Use group_by() and summarize() to compute the average departure delay time for different airlines. Which airline has the longest and shortest average department delay?
by_airlines <- group_by(totalflights_df,AIRLINE.y)
summarize(by_airlines, mean_delay_time =mean(DEPARTURE_DELAY, na.rm = TRUE))
## # A tibble: 5 x 2
## AIRLINE.y mean_delay_time
## * <chr> <dbl>
## 1 American Eagle Airlines Inc. 19.1
## 2 Atlantic Southeast Airlines 10.4
## 3 Delta Air Lines Inc. 6.09
## 4 Frontier Airlines Inc. 23.9
## 5 Skywest Airlines Inc. 11.1
The output shows that I successfully computed the average delay times of the airlines. The airline with the longest average delay time is Frontier Airlines Inc. with an average of 23.9 minutes. The airline with the shortest average delay is Delta Air LInes Inc. with and an average delay of only 6.09 minutes.

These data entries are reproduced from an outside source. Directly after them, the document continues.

PR #3130, opened 2020-04-22
WIP: LSP: Support workspace/configuration

dotdash:
According to
https://github.com/microsoft/language-server-protocol/issues/676 the
didChangeConfiguration method only triggers a workspace/configuration
from the server, which the client needs to handle, so effectively the
current configuration support in ALE is not working at all with modern
LSP servers.

This is a work-in-progress to add support for workspace/configuration,
currently only hacked together far enough that it works for my use with
rust-analyzer. I hope to extend it / clean it up, but if anyone wants to
pick up from here, feel free to.

### DIFF
--- a/autoload/ale/lsp.vim
+++ b/autoload/ale/lsp.vim
@@ -143,6 +143,19 @@ function! ale#lsp#CreateMessageData(message) abort
     return [l:is_notification ? 0 : l:obj.id, l:data]
 endfunction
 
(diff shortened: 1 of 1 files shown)


dotdash:
Uhm, ok, I made this a draft PR for a reason, and editing the comment about tests into my PR message instead of adding a standalone comment does feel pretty bad (also it's rather lucky that I noticed it, because I don't get a notification that way).

Guess I'm done with this PR then...

PR #3134, opened 2020-04-24
Add shellcheck as linter for bats files

### LINKED ISSUE #3133: Add support for running the shellcheck linter on Bats test files
**Linter:** Shellcheck
**URL:** https://www.shellcheck.net/
**Filetype:** Bats
**URL:** https://github.com/bats-core/bats-core

Shellcheck is already an ale linter for shell files but has support for [Bats](https://github.com/bats-core/bats-core) files too. Bats is a testing framework for bash. Please add shellcheck as a linter for the 'bats' filetype.

Ian2020:
Fixes #3133 

I will add tests if anybody else can confirm my approach is the right way to go. Is there a better way to reuse the shellcheck linter from 'sh' for 'bats' files? I have duplicated some code, the handle function in particular which is not nice. Also the only real difference in the GetCommand function is that I hardcode the dialect to be 'bats' for shellcheck (line 25)

The other way to get linting on bats files is to change their filetype to 'sh' however not all bash linters recognise bats syntax. And we lose the ability to do different things with bats files like different rule exclusions and anything else a user may want to do with that filetype. Seems it deserves its own settings.


hsanson:
@Ian2020 you can move any shared code to `autoload/ale/handlers/` folder, for example to a `shellcheck.vim` file.  Then use the functions defined there in each filetype linter definition.

Check the `ktlint` linter for simple example and all `eslint` based linters for more complex one.

Ian2020:
Thanks - I'll rework what I've done in line with that.

Ian2020:
I am still looking at this in my spare time - just working out how to convert linter tests to handler tests now the code has moved.

Ian2020:
All done, tests pass. Can someone review please? Thanks.

Ian2020:
Yeah I couldn't understand why the vars didn't work where they were. I looked at ktlint and eslint but couldn't wrangle the code to work with the existing shellcheck tests. In the end I found the alex linter code and copied its approach.

PR #3137, opened 2020-04-25
Fix eclipselsp command function.

hsanson:
Changes in eclipselsp and java caused the command needed to run the
language server fail to build properly.

Thi PR fixes those issues.


w0rp:
It's very hard for the test suite to test this, so I just merged it.

PR #3144, opened 2020-04-30
don't append a newline to temp file when buffer is noeol and nofixeol is set

jamescdavis:
The `Writefile` util will append a newline to the end of the last line in the buffer, even if it is `noeol` and `nofixeol` is set. This breaks linting for `noeol` (temp file will always have `eol`). This PR fixes the issue by calling `writefile` with the binary flag when the buffer is `noeol` and `nofixeol` is set, thus preserving the `noeol`.


jamescdavis:
@w0rp, @hsanson, stale bot says to bother you :wink:

w0rp:
Nice addition. Cheers! :beers:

Use group_by() and summarize() to compute the average departure delay time for different ORIGIN_AIRPORT. Which ORIGIN_AIRPORT has the longest and shortest average department delay?
by_airport <- group_by(totalflights_df, ORIGIN_AIRPORT)
summarize(by_airport, mean_delay_time =mean(DEPARTURE_DELAY, na.rm = TRUE))
## # A tibble: 38 x 2
## ORIGIN_AIRPORT mean_delay_time
## * <chr> <dbl>
## 1 ATL 7.12
## 2 BDL -4
## 3 BNA 13.3
## 4 BOS 21.1
## 5 CLT 10.0
## 6 CVG 11.6
## 7 DEN 15.1
## 8 DFW 16.9
## 9 DTW 21.3
## 10 EWR 7.29
## # ... with 28 more rows
The output shows that I have successfully computed the average delay time for each airport. TTN has the longest delay time at an average of 74.333 minutes behind schedule. STL has the shortest average delay time at 4.414 minutes ahead of schedule.